- Born: October 26, 1905 Sacramento, California, U.S.
- Died: June 26, 1972 (aged 66) Davis, California, U.S.
- Occupation: Literary scholar
- Awards: Guggenheim Fellowship (1956)

Academic background
- Alma mater: Stanford University; University of Bordeaux; University of Paris; University of California, Los Angeles; ;
- Thesis: The Elizabethan college of antiques (1946)

Academic work
- Discipline: Renaissance studies
- Institutions: College of Puget Sound; University of California, Davis; ;

= Linda Van Norden =

American literary scholar

Linda Van Norden (October 26, 1905 – June 26, 1972) was an American literary scholar. She worked as a professor at the College of Puget Sound and the University of California, Davis, remaining at the latter until her death.

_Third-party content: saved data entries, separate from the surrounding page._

PR #2458, opened 2017-07-08
Statistics.util: Implement digitize

pavlin-policar:
##### Issue
The statistics module did not have an implementation of [`digitize`](https://docs.scipy.org/doc/numpy/reference/generated/numpy.digitize.html).

##### Description of changes
Add implementation of `digitize` which supports dense and sparse data.

@nikicc Would it perhaps make sense to return a sparse matrix if a sparse matrix is passed? Assuming that a large sparse matrix would be passed, and that all the "0"s would belong to the "0" bin, then it would be more efficient to return a sparse matrix instead of a dense numpy array. However there is absolutely no guarantee that the "0"s would indeed belong to the "0" bin, so this may not make sense, as it would just complicate the API. Is this of any concern, or is the current implementation ok?

##### Includes
- [X] Code changes
- [X] Tests
- [ ] Documentation

### DIFF
--- a/Orange/statistics/util.py
+++ b/Orange/statistics/util.py
@@ -316,3 +316,53 @@ def unique(x, return_counts=False):
         if explicit_zeros:
             return r
         return np.insert(r, 0, 0)
+
+
+def digitize(x, bins, right=False):
+    """Equivalent of np.digitize that supports sparse and dense matrices.
+
+    If a sparse matrix is provided and the '0's belong to the '0'th bin, then
+    a sparse matrix is returned.
+
+    Because this can return both sparse and dense matrices, we must keep the
+    return shape consistent. Since sparse matrices don't support 1d matrices,
+    we reshape any returned 1d numpy array to a 2d matrix, with the first
+    dimension shape being 1. This is equivalent to the behaviour of sparse
+    matrices.
+
+    Parameters
+    ----------
+    x : Union[np.ndarry, sp.csr_matrix, sp.csc_matrix]
+    bins : np.ndarray
+    right : Optional[bool]
+
+    Returns
+    -------
+    Union[np.ndarray, sp.csr_matrix]
+
+    """
+    if not sp.issparse(x):
+        result = np.digitize(x, bins, right)
+        # In order to keep the return shape consistent, and sparse matrices
+        # don't support 1d matrices, make sure to convert 1d to 2d matrices
+        if result.ndim == 1:
+            result = result.reshape(((1,) + result.shape))
+        return result
+
+    # Find the bin where zeros belong, depending on the `right` parameter
+    zero_bin = np.searchsorted(bins, 0, side=['right', 'left'][right])
+
+    if zero_bin == 0:
+        r = sp.lil_matrix(x.shape, dtype=np.int64)
+    else:
+        r = zero_bin * np.ones(x.shape, dtype=np.int64)
+
+    for idx, row in enumerate(x.tocsr()):
+        r[idx, row.indices] = np.digitize(row.data, bins, right)
+
+    # Orange mainly deals with `csr_matrix`, but `lil_matrix` is more efficient
+    # for incremental building
+    if sp.issparse(r):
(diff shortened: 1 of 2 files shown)


Orange/statistics/util.py
```diff
@@ -316,3 +316,21 @@ def unique(x, return_counts=False):
...
+def digitize(x, bins, right=False):
+    """ Equivalent of np.digitize that supports sparse and dense matrices. """
+    if not sp.issparse(x):
+        return np.digitize(x, bins, right)
+
+    # Find the bin where zeros belong, depending on the `right` parameter
+    zero_bin = np.searchsorted(bins, 0, side=['right', 'left'][right])
+
+    r = zero_bin * np.ones(x.shape, dtype=np.int64)
+    for idx, row in enumerate(x):
```
kernc: Perhaps cast `x.tocsr()` before row-wise iteration.

nikicc:
> @nikicc Would it perhaps make sense to return a sparse matrix if a sparse matrix is passed? Assuming that a large sparse matrix would be passed, and that all the "0"s would belong to the "0" bin, then it would be more efficient to return a sparse matrix instead of a dense numpy array.

Yes, I believe so. Currently, our only real use case for sparse data is bag of words, where 0 is minimal value and hence I suppose it should go into the 0-th bin. 

> However there is absolutely no guarantee that the "0"s would indeed belong to the "0" bin, so this may not make sense, as it would just complicate the API. Is this of any concern, or is the current implementation ok?

AFAIK currently passing a BoW data essentially densifies all the data which is undesirable.

Maybe we can do similarly as we did for normalization? There we only support zero offsets for normalization of sparse data sets (class `Normalizer`, file `Orange/preprocess/transformation.py`). Here we could check if the `zero_bin == 0` and return sparse matrix in such cases. If not, we could either raise an error or return a dense matrix. Doing so, we should cover BoW case in the OWFeatureStatistics without the need to densify sparse data.

pavlin-policar:
How's this? If the '0' belongs to the '0'th bin, then we return a sparse matrix, which will cover BoW, and if it doesn't we return a dense matrix. I don't think it makes sense to raise an exception if the 0s don't line up, since then this will only be useful for this particular use case.

pavlin-policar:
However, returning sparse matrices messes up the return shape, since sparse matrices cannot be 1d. To keep the return shapes consistent for all cases, we reshape any returned 1d numpy array to be 2d, so that the shapes are consistent with sparse matrices. This is different from the numpy implementation, which returns a 1d array if a 1d array is provided on input.

Orange/tests/test_statistics.py
```diff
@@ -158,3 +158,62 @@ def test_nanmean(self):
...
+
+    def test_digitize(self):
+        for x in self.data:
+            x_sparse = csr_matrix(x)
+            bins = np.arange(-2, 2)
+
+            np.testing.assert_array_equal(
+                np.digitize(x, bins),
+                digitize(x, bins),
+                'Digitize fails on non-sparse data'
```
nikicc: `Digitize fails on dense data`?

Orange/statistics/util.py
```diff
@@ -316,3 +316,53 @@ def unique(x, return_counts=False):
...
+    -------
+    Union[np.ndarray, np.csrmatrix]
+
+    """
+    if not sp.issparse(x):
+        result = np.digitize(x, bins, right)
+        # In order to keep the return shape consistent, and sparse matrices
+        # don't support 1d matrices, make sure to convert 1d to 2d matrices
+        if result.ndim == 1:
+            result = result.reshape(((1,) + result.shape))
```
nikicc: Not sure if I like this, but then again I don't have a better suggestion.

pavlin-policar: I agree, I don't like this at all, but I we can't return two different matrix shapes depending on which bin the '0's fall into.

nikicc:
Looks good to me. I'm merging since codecov only complains about unrelated problems.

A 1956 Guggenheim Fellow, her book The Black Feet of the Peacock was posthumously published in 1985.
==Biography==
Van Norden was born on October 26, 1905 in Sacramento. She was the daughter of Ruth Spilman and Charles Van Norden, the latter of whom was an author, Congregationalist minister, and president of Elmira College. She attended Stanford University, where she got her bachelor degree in 1924 and master degree in 1927; the University of Bordeaux, where she got a certificate in 1925; and University of Paris.

Van Norden obtained her PhD from University of California, Los Angeles in 1946; her doctoral dissertation was titled The Elizabethan college of antiques. She was an assistant professor at the College of Puget Sound from 1930 to 1946, when she moved to the University of California, Davis. She was promoted from assistant professor to associate professor in 1952.

A scholar of Renaissance studies, Van Norden studied alchemy, iconography, and literature with the field. In 1956, she was awarded a Guggenheim Fellowship to study English late-Renaissance literature. She was working on her book The Black Feet of the Peacock – focusing on the color black in Renaissance literature – at the time of her death. It was finally published in 1985, compiled and edited by John Pollock. She was a co-founder and a president of the Northern California Renaissance Conference, and her Biblical literary studies courses in the field were popular among UC Davis students.

Van Norden died on June 26, 1972. Her body was found at her home in Davis with several of her papers and books in the same room.